Bruce Jenner is the lone set of balls in the Jenner/Kardashian hell hole, but it seems that may not be the case much longer. Rumors of his secret/not so secret desire to transition to a woman have been going around for a while, and now it seems he will be getting a surgical procedure done that just confirms everything. Of course Jenner says it isn’t what it seems, but outside of Lorena Bobbiting yourself, this is the second most important surgery for any self-respecting tranny.
I know you’re probably going “WRONG BITCH! WHAT ABOUT ROB?” but let’s be real here- Rob ate his balls because he thought they donut holes. Boy is huuuuungry. And Bruce’s kids from his previous marriage don’t count because they don’t share DNA with the ultimate fame whores. Even if one did appear on The Hills.
Bruce Jenner has been sashaying his ass around town pretty proudly in his diamond earrings since splitting with Kris. He has let his hair grow longer, and his pony tail game has reached preschool toddler status. He’s even primped his face a bit, although if we’re being honest he has gone a little overboard with his eyebrow plucking. While I can appreciate you not having a bushy unibrow, you do need some brows to frame your face, Brucey. A little filler will do wonders for your look.
Any-boysdon’tcry-who, Bruce’s love for stilettos and lipstick is supposedly the reason for his pending divorce. And Kris threatened to reveal Jenner’s secret if he didn’t go along with everything she wanted in terms of the separation and using it as a rating’s ploy for the soon to finally be over Keeping Up With The Kardashians. That fear was probably the only thing holding Jenner back from telling everyone what a soul sucking wench Kris is, but with Bruce seemingly becoming more and more open with his desire to be the white RuPaul, I don’t know how much longer that threat will hold any merit.

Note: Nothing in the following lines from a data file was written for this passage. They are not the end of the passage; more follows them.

PR #1092, opened 2026-08-22
fix(db): verify the TLS certificate chain on staging and prod

Jose-Gael-Cruz-Lopez:
## Description
Supersedes #1061. **0 conflicts.** Closes a live TLS hole — and fixes a way the original PR *reopened* it.

### The hole on main
`packages/db/src/schema/connection.ts:14-19` does `ssl: !process.env.NODE_TLS_REJECT_UNAUTHORIZED ? {ca} : false`. Setting that var to the **secure** value `"1"` turns SSL off entirely. `drizzle-prod.config.ts:17` and `drizzle-staging.config.ts:19-24` both ship `rejectUnauthorized: false`, and `db-target.ts` neutered hostname checks with `checkServerIdentity: () => undefined`. **Staging and prod accept any certificate today.**

### Why not just merge #1061
Its `declaredPlaintextHosts()` does not subtract the managed clusters, so `DATABASE_PLAINTEXT_HOSTS=<prod host>` yields `ssl:false` for prod — the same hole, one env var away. Its own `env.example` admitted it. Proven with a side-by-side probe: the PR returns `ssl === false` for the prod URL; this branch returns `{rejectUnauthorized: true}`.

### What this adds on top
- `managedClusterHosts()` subtraction so the escape hatch cannot name a real cluster
- `caCertSourceForConnection()` — a missing staging cert now names `STAGING_DATABASE_PEM_CERT`, not the wrong var
- A named error for an unparseable `DATABASE_URL` (a raw `#` or `/` in the password defeated `new URL()` and failed closed with a confusing message)
- `turbo.json` `globalEnv` entries. **Load-bearing:** Turborepo 2.x defaults to `envMode: "strict"`, which *strips* undeclared vars from task environments — so without this the cert-var fix could never see `STAGING_DATABASE_HOST` under `turbo dev`
- Both DB-compatibility workflows raised `verify-ca` → `verify-full`. Proven-safe parity, not a gamble: `db-reconcile.yml:116,250,308` already runs verify-full against the same clusters with the same certs. Local dumps stay `sslmode=disable`.

### Verification
42/42 `db-ssl` tests · `tsc` clean · grep-proven: no path reaches `rejectUnauthorized: false` or a neutered `checkServerIdentity`.

## Checklist


vincenttodd:

vincenttodd (approved):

Now it has come out that Bruce is getting a laryngeal shave, aka slicing off his Adam’s apple. Jenner has confirmed this, so this isn’t some speculation by an anonymous “source” (aka the soul sucking wench). Seeing a bobbing lump is the first tell tale sign that the person you are talking to makes sperm, no matter how much the Wet N Wild makeup, pink dress, and chicken cutlets tell you otherwise. Which is why it is so utterly ridiculous for Jenner to be getting this done if he doesn’t want to truly be Brucinda.

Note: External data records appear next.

PR #1093, opened 2026-08-22
fix(site): stop management zone updates from writing identity columns

Jose-Gael-Cruz-Lopez:
## Description
Supersedes #1069. **0 conflicts.** Fixes a tenant-scoped mass assignment **and** a live data-loss bug the original missed.

### Security fix
`management-zones/[zone]/actions.ts` does `.set({ ...input })`. The edit form seeds `defaultValues` from the whole row, so every submit posts `id`/`farmId`/`createdAt`/`updatedAt` back. `.where()` constrains **which** row, never **what** is written — and `id` is a writable `serial`, not `GENERATED ALWAYS`. So a farm Admin could move their zone to another farm. An allowlist closes it.

### Why not just merge #1069
Two reasons. Its base is `fix/vitest-localstorage-shim` (#1068), **not `main`** — so it targets the wrong branch. And it misses an adjacent bug.

### The extra bug this fixes
`management-zone-form.tsx:35` seeds `location: [0, 0]`. The lat/long inputs carry no `defaultValue`, so **every save silently overwrites the zone's real coordinates with (0,0)**. Now `zone.location ?? [0,0]`.

### Also fixed
react-hook-form 7.72.1 `getFieldValueAs` maps `''` → `NaN` under `valueAsNumber` and → `new Date('')` under `valueAsDate`. So clearing a coordinate stored the literal `(NaN,NaN)` (Postgres accepts float8 NaN) and clearing a date threw `RangeError` inside `PgDate.mapToDriverValue`. Now `setValueAs` yields `undefined` (leave alone) or `null` (clear), the action drops `location` unless both coordinates are finite, and rejects an Invalid Date by name.

A bare `null` is left as-is — verified via drizzle `.toSQL()` that it correctly emits a NULL parameter.

### Verification
20/20 tests off `main` — confirmed it does **not** depend on #1068's shim.

## Checklist


vincenttodd:

vincenttodd (approved):

PR #1094, opened 2026-08-22
feat(site): add back navigation to account subpages

Jose-Gael-Cruz-Lopez:
## Description
Supersedes #1033. **0 conflicts.**

Adds `backHref`/`backLabel` to the shared `AccountInfo` wrapper so account subpages get consistent back navigation. Uses `next/link`, not `useRouter().back()` — a plain server-rendered anchor, so no SSR break and no dead end on a direct deep link.

### Why not just merge #1033
`account-info.stories.tsx:3` imports `@storybook/nextjs-vite`, which has **0 entries in `bun.lock`** — `.storybook/main.ts:45` pins `@storybook/react-vite`. It only appears to work from a stale local `node_modules`; a fresh CI install fails, and `apps/site/tsconfig.json` includes `**/*.tsx` so `tsc` and `next build` break while `lint` stays green.

**Its green checks are stale** — they last ran 2026-07-29, before the storybook migration landed 2026-08-11. Do not trust them.

### Fixes on top
- Story imports `@storybook/react-vite`
- Removes the now-duplicate `Back to zones` link inside `management-zone-form.tsx` — `AccountInfo`'s `backHref` replaces it, so the page had two links to one destination
- Destination-specific `backLabel` on every call site instead of six identical "Back" links, which are indistinguishable in a screen-reader link list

Jenner is claiming he is doing it because he doesn’t like his trachea. ‘Cause you know, having a large trachea can really impact one’s self esteem, just like a crooked nose or a third nipple. If he really wants this because it bothers him, I would think that after his terrible nose job, Jenner would be a little more careful about what cosmetic surgeries he would agree to. But alas some people just love the knife a little too much (See: Mickey Rourke, Joan Rivers, Heidi Whatever-her-last-name).

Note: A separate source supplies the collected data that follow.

PR #1095, opened 2026-08-22
fix(site): restore careers disclosures with an accommodation inquiry link

Jose-Gael-Cruz-Lopez:
## Description
Supersedes #1067. **0 conflicts.**

Teaches `Disclaimer` to render next-intl rich-text link tags and rewrites `careers.disclaimers` 2/3/4 in **both** locales to use `<inquiry>`/`<coverage>`/`<privacy>` instead of a raw support email and a bare URL — keeping the address off a scrapeable public page.

### Settled: the /go videos
`creatorsbig.mp4` and `creatorssmall.mp4` (referenced at `(go)/creators/page.tsx:29,36`) are present on `main`, on #1067's branch, and here — all at **identical blob hashes**. My earlier #1071 landed. Nothing to restore.

### Fixes on top
- **Accessibility:** outbound disclaimer links now carry a lucide `ExternalLink` glyph plus a `title` announcing a new tab. `title` becomes the accessible *description*, deliberately not the name — the tests assert exact accessible names, so sr-only text or `aria-label` would have broken them.
- Reverts #1067's unrelated `.husky/commit-msg` change. `npx --no` is a never-install contract that fails loudly; `bunx` fetches from the registry, turning a fail-closed hook fail-open. That churn does not belong in a careers-copy PR. *(It did add useful `"$1"` quoting — trivially re-addable separately.)*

I think I speak for the world here when I say, GET YOUR FEMALE ON, BRUCE! No one would be surprised anymore, and we really wouldn’t lose respect for you. Let’s face it- you lost any shred of dignity you had when you became step daddy to the queen of home video sex. The only reason I could think that Bruce hasn’t come out and just admitted the truth is that he is contractually bound to let Kris use it as a storyline for the final episodes of Keeping Up With The Kardashians. To which I say, “Whatever helps end this shit show.”